Information provided section start

PR #257, opened 2025-12-01
Split config manifest/state and normalize URLs

bresilla:
I use this tool across multiple machines and keep my dotfiles under version control. The problem is that every time I update on one machine and push the dotfiles, the other machines think they already have the latest versions. This happens because the manifest mixes two things that should be separate: the repository list (portable) and the per-machine state (mutable versions).

This PR cleanly separates them. The manifest now contains only the repository names, while the per-machine version state is stored in a separate location. On Linux this follows the XDG spec in ~/.local/share/<app>, and on Windows and macOS it follows their respective standard app-data paths. With this split, one can push git changes to without every update mutating the manifest.

## Summary

- Separate per-machine mutable binary state into its own state file while keeping the manifest minimal and portable.
- Normalize manifest repository URLs to canonical base URLs (e.g., https://github.com/owner/repo) while keeping version-specific release URLs in the state file only.
- Introduce migration logic in CheckAndLoad to automatically split legacy manifests and normalize existing URLs on the first run.

### DIFF
--- a/cmd/install.go
+++ b/cmd/install.go
@@ -89,7 +89,9 @@ func newInstallCmd() *installCmd {
 				URL:         u,
 				Provider:    p.GetID(),
 				PackagePath: pResult.PackagePath,
+				StateURL:    u,
 			})
+
 			if err != nil {
 				return err
 			}
--- a/cmd/update.go
+++ b/cmd/update.go
@@ -140,10 +140,12 @@ func newUpdateCmd() *updateCmd {
 					Path:        b.Path,
 					Version:     pResult.Version,
 					Hash:        fmt.Sprintf("%x", hash),
-					URL:         ui.url,
+					URL:         b.URL,
 					Provider:    p.GetID(),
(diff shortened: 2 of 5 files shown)


Amolith:
Ooh I've been having this same annoyance and just pull `bin` changes from one pretty-much-always-on machine, overwriting local `bin` changes. Looking forward to this in a release once it's ready :heart:

marcosnils:
hey @bresilla completely missed this PR. Are you still in the need for this? happy to review it.

bresilla:
Hey, 

No, no worries. I was actually hoping you'd merge one day. But i do understand, sometimes it's difficult to keep track things here 😊, and life happens... 

I made a hard fork on your repo, and did heavy modifications, so i don't think you'd accept the amount of changes i made. And it's mostly AI generated, but has the features i need 😊 

Thanks again for this great tool, i use it all the times 😊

Information provided section end

▶ _Work to complete_: What is needed is a single figure, the number of lines in the entries above that contain "every".

▶ _Response to this exercise_: 2